The Regional Administration of Lombardy, so defining its policy of incentives for
inter-organization information systems, has taken a regulating role which is
similar to the role of the activator of an ISLG, in this case on a regional territorial
basis. The role of the Regional Government of Lombardy in supporting
SISCoTEL projects, illustrates the case in which the regulating activity is
exerted not directly on the basis of an authority defined institutionally, but
defined indirectly through the realization of selective policies of incentive.
The way we defined the role of activator (and manager) of the ISLG makes it
generally impossible, to also perform the role of the activator of a cooperation
between local government organizations within the ISLG.
When an external regulation role is exerted, the manager of the ISLG must be
an organization that in the hierarchy of authority defined on the basis of
institutional relations or of conventional and/or contractual agreements,
occupies a higher level with respect to the level occupied by the members of the
system.
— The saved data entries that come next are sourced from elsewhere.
PR #271, opened 2020-07-16
Make base glob configurable via coverageBaseDir

amatosov-rbx:
# Rational

On big workspaces (e.g. 12k directories, 74k files) recursive glob lookup `**` is very time consuming. Currently there is no way to avoid it via configuration options. 
`manualCoverageFilePaths` is the only option, however it eliminates any kind of glob lookup, which is not desired.

# Change

Introduce `coverageBaseDir` that allows users to fully customize lookup glob for coverage files
It defaults to `**`, so existing behavior is not going to change.

### DIFF
--- a/src/coverage-system/coverageservice.ts
+++ b/src/coverage-system/coverageservice.ts
@@ -135,6 +135,8 @@ export class CoverageService {
         const fileNames = this.configStore.coverageFileNames.toString();
         let baseDir = this.configStore.coverageBaseDir;
         if (workspace.workspaceFolders) {
+            // Prepend workspace folders glob to the folder lookup glob
+            // This allows watching within all the workspace folders
             const workspaceFolders = workspace.workspaceFolders.map((wf) => wf.uri.fsPath);
             baseDir = `{${workspaceFolders}}/${baseDir}`;
         }
--- a/src/coverage-system/coverageservice.ts
+++ b/src/coverage-system/coverageservice.ts
@@ -140,7 +140,7 @@ export class CoverageService {
         }
 
         // Creates a BlobPattern for all coverage files.
-        // EX: `**/{cov.xml, lcov.info}`
+        // EX: `{/path/to/workspace1, /path/to/workspace2}/**/{cov.xml, lcov.info}`
         const blobPattern = `${baseDir}/{${fileNames}}`;
         this.coverageWatcher = workspace.createFileSystemWatcher(blobPattern);
         this.coverageWatcher.onDidChange(this.loadCacheAndRender.bind(this));
--- a/src/coverage-system/coverageservice.ts
+++ b/src/coverage-system/coverageservice.ts
@@ -133,9 +133,15 @@ export class CoverageService {
         if (this.configStore.manualCoverageFilePaths.length) { return; }
 
         const fileNames = this.configStore.coverageFileNames.toString();
+        let baseDir = this.configStore.coverageBaseDir;
+        if (workspace.workspaceFolders) {
+            const workspaceFolders = workspace.workspaceFolders.map((wf) => wf.uri.fsPath);
+            baseDir = `{${workspaceFolders}}/${baseDir}`;
+        }
+
         // Creates a BlobPattern for all coverage files.
         // EX: `**/{cov.xml, lcov.info}`
-        const blobPattern = `**/{${fileNames}}`;
+        const blobPattern = `${baseDir}/{${fileNames}}`;
         this.coverageWatcher = workspace.createFileSystemWatcher(blobPattern);
         this.coverageWatcher.onDidChange(this.loadCacheAndRender.bind(this));
         this.coverageWatcher.onDidCreate(this.loadCacheAndRender.bind(this));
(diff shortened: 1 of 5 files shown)


src/coverage-system/coverageservice.ts
```diff
@@ -133,9 +133,15 @@ export class CoverageService {
...
 
         const fileNames = this.configStore.coverageFileNames.toString();
+        let baseDir = this.configStore.coverageBaseDir;
+        if (workspace.workspaceFolders) {
+            const workspaceFolders = workspace.workspaceFolders.map((wf) => wf.uri.fsPath);
+            baseDir = `{${workspaceFolders}}/${baseDir}`;
+        }
+
         // Creates a BlobPattern for all coverage files.
         // EX: `**/{cov.xml, lcov.info}`
```
ryanluker, line 143: maybe update this comment to include an example for the new `coverageBaseDir`

src/coverage-system/coverageservice.ts
```diff
@@ -133,9 +133,15 @@ export class CoverageService {
...
-        const blobPattern = `**/{${fileNames}}`;
+        const blobPattern = `${baseDir}/{${fileNames}}`;
```
ryanluker, line 144: This will effect your other PR as well but I am guessing you have tested these together?
Although by my reading it should be mutually exclusive in that you can have either this blobPattern that has quite a long of flexibility or you can do the manual approach?

src/coverage-system/coverageservice.ts
```diff
@@ -133,9 +133,15 @@ export class CoverageService {
         if (this.configStore.manualCoverageFilePaths.length) { return; }
 
         const fileNames = this.configStore.coverageFileNames.toString();
+        let baseDir = this.configStore.coverageBaseDir;
+        if (workspace.workspaceFolders) {
+            const workspaceFolders = workspace.workspaceFolders.map((wf) => wf.uri.fsPath);
+            baseDir = `{${workspaceFolders}}/${baseDir}`;
```
ryanluker, line 139: so the full glob will be as follows if I am understanding this correctly...
`{c/workspacefolderc/coverages, b/workspacefolderb/coverages, a/workspacefoldera/coverages,}`
and then when combined below the blob is:
`{c/workspacefolderc/coverages, b/workspacefolderb/coverages, a/workspacefoldera/coverages,}/{cov.xml, lcov.info}`

If that is correct then I think that works here! as per the other PR you may want to write a few tests to protect this functionality into the future 🤔.

Integration while best might need you to make a new example folder like the remote-node one.. .`example\remote-node`

src/files/filesloader.ts
```diff
@@ -84,7 +84,7 @@ export class FilesLoader {
         fileName: string,
     ) {
         return new Promise<Set<string>>((resolve, reject) => {
-            glob(`**/${fileName}`,
+            glob(`${this.configStore.coverageBaseDir}/${fileName}`,
```
ryanluker, line 87: do we need to consider the workspace folder as apart of this blob or are we hoping the cwd will assist us with that?

amatosov-rbx: `cwd` is sufficient in this case as this glob lookup done per workspace folder. It is possible to create combined glob pattern, same as in `coverageservice.ts` but is more intrusive change.
From end user prospective they yield the same result.

src/coverage-system/coverageservice.ts
amatosov-rbx: Yes, that is the resulting pattern. I'll add tests and examples

src/coverage-system/coverageservice.ts
amatosov-rbx: 1. Yes, they are mutually exclusive
1. Yes I have tested them together (and separately)
1. They will conflict in this file, after one of them is merged, so I'll have to update second review
1. This change technically gives enough flexibility for glob setup of any complexity. manual approach can still be used for simple cases where you have just one or two explicit lcov files you want to watch

amatosov-rbx:
Converted to draft. #270 should go in first

src/coverage-system/coverageservice.ts
amatosov-rbx: done

src/coverage-system/coverageservice.ts
amatosov-rbx: I have added unit tests, however not sure what to add to examples. They are used in integration tests, but testing watch changes in-tree is problematic (as described in https://github.com/ryanluker/vscode-coverage-gutters/pull/270#issuecomment-660368276)

amatosov-rbx:
@ryanluker this PR is ready for review

amatosov-rbx:
@ryanluker Do you have any updates on the 2.6.0 release date?

ryanluker:
@amatosov-rbx I was hoping the last item from the milestone would get in but if it isn't by Sunday I will just go away with a release. https://github.com/ryanluker/vscode-coverage-gutters/milestone/31

ryanluker:
@amatosov-rbx 2.6.0 should be out now! thanks again for the effort in adding / fixing this 😁 .
https://github.com/ryanluker/vscode-coverage-gutters/releases/tag/v2.6.0

amatosov-rbx:
@ryanluker Thanks for getting the release out and quick feedback on fixes and additions =)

However, if, as is actually the case in the regulations in force in Italy,
joining an associated management is a voluntary decision, the choice of
partners for the cooperation cannot be imposed by any authority (at most, a
superior authority could decide by law that a service should be managed in an
associated way, without specifying who should be the members of the
associated management). From this point of view, the mechanism for the
activation of the cooperation within an ISLG requires a role different from the
role of the activator of the ISLG itself.
In order to make the distinction clear, we will define “enabler” as the role of
activator/manager of an ISLG, whereas we will define “catalyst” as the role of
activator/manager of an associated management within an ISLG ([1]).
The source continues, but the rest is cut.